**Records for this exercise:**
● ● ● ●
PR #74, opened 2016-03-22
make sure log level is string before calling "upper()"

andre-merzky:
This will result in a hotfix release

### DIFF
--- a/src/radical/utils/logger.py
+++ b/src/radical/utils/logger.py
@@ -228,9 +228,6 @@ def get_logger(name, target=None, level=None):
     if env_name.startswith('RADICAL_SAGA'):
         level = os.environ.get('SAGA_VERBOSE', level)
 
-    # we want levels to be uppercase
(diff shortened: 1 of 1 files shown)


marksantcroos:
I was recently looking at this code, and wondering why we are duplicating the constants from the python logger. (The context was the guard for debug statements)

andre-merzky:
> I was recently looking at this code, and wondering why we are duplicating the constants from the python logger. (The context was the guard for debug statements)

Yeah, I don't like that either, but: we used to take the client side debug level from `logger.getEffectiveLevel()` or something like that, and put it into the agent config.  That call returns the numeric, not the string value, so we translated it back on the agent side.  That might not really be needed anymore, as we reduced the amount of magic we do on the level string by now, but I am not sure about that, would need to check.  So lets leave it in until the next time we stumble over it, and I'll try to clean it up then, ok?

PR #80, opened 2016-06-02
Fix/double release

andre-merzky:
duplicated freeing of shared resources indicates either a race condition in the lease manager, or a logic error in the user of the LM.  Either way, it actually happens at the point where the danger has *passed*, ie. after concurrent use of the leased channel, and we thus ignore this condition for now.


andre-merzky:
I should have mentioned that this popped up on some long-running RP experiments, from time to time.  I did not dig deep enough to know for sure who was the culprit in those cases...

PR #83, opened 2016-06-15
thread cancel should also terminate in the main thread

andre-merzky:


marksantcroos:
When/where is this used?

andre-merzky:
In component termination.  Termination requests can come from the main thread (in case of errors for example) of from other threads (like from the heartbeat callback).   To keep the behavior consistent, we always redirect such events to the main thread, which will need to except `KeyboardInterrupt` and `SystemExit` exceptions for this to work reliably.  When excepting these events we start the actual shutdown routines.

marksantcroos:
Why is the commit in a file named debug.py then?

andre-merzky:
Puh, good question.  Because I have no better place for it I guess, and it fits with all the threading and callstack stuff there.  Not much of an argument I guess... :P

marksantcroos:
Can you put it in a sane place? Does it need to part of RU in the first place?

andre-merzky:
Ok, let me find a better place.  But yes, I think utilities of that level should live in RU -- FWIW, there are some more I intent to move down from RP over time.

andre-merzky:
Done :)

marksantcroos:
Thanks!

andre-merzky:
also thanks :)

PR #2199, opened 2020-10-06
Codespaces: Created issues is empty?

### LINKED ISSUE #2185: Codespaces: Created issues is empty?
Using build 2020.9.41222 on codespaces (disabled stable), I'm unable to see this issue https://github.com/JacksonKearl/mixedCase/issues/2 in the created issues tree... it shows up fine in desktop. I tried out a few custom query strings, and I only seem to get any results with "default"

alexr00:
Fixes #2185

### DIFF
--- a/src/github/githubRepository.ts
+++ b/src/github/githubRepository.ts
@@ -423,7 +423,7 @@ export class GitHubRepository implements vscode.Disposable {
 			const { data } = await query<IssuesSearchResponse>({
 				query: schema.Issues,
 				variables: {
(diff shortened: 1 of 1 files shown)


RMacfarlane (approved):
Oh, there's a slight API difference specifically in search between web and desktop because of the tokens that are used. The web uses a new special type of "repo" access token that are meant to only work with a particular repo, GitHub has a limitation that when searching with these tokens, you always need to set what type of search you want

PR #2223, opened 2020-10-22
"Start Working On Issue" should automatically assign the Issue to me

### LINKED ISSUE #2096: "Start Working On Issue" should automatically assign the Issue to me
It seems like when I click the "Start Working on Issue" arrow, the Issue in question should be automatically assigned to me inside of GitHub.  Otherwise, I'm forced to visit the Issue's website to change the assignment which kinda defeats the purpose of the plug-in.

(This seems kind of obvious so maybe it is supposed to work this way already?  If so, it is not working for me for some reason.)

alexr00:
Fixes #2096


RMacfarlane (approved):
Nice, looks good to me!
● ● ● ●
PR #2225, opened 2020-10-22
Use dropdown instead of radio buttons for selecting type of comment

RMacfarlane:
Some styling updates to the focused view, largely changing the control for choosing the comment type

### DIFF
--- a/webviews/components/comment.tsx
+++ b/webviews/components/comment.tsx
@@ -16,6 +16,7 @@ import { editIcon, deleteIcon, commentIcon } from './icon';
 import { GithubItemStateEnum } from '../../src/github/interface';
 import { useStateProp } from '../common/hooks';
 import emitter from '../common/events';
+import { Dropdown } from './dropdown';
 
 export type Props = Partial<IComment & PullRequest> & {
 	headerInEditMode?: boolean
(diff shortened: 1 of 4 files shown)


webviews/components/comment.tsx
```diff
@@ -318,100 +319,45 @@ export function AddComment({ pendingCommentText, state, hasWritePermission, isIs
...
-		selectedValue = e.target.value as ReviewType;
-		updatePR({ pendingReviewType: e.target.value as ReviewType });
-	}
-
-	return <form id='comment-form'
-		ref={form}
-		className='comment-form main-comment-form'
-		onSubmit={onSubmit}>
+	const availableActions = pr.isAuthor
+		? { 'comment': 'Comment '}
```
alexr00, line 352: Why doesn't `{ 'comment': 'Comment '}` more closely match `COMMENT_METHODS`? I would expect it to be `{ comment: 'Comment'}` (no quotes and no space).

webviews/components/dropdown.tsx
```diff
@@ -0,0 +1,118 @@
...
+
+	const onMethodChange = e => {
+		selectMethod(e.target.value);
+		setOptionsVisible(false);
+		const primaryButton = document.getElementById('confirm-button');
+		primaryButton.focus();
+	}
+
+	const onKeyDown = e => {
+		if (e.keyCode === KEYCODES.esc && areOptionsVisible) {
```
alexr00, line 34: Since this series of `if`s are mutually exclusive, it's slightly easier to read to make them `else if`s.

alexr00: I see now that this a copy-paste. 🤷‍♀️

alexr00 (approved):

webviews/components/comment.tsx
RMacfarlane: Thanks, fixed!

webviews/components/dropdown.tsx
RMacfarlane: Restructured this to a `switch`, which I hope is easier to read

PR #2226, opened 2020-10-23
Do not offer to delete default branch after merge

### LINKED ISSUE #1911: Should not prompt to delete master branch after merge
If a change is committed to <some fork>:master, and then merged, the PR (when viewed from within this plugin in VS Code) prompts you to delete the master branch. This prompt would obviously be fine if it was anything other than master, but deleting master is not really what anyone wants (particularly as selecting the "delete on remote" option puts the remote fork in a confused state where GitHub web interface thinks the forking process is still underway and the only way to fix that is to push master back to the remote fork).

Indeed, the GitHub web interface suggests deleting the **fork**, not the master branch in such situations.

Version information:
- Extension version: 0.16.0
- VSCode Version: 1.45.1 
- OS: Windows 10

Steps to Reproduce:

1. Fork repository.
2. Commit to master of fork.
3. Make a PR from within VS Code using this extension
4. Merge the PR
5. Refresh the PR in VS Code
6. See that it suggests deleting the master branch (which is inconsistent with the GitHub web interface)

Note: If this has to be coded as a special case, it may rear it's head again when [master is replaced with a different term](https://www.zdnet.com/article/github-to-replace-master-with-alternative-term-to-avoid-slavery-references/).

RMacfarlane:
● ● ● ●
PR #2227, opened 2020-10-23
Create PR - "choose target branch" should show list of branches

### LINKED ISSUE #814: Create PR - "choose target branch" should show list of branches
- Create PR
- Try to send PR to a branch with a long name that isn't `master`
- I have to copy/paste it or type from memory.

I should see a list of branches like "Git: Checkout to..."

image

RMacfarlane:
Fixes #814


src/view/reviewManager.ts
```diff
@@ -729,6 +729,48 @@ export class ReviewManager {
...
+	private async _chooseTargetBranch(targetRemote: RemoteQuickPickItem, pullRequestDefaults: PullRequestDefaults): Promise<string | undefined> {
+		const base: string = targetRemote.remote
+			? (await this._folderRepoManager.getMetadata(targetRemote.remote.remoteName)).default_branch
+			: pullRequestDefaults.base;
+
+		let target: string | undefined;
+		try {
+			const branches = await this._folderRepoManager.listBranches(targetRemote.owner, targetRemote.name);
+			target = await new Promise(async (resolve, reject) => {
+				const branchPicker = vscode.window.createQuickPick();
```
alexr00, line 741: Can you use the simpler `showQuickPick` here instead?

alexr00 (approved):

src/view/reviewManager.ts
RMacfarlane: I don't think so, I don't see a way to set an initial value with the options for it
● ● ● ●
Every line that holds the word "opened" should be copied from the listing.

**Solution for this exercise:**
PR #74, opened 2016-03-22
PR #80, opened 2016-06-02
PR #83, opened 2016-06-15
PR #2199, opened 2020-10-06
PR #2223, opened 2020-10-22
PR #2225, opened 2020-10-22
PR #2226, opened 2020-10-23
PR #2227, opened 2020-10-23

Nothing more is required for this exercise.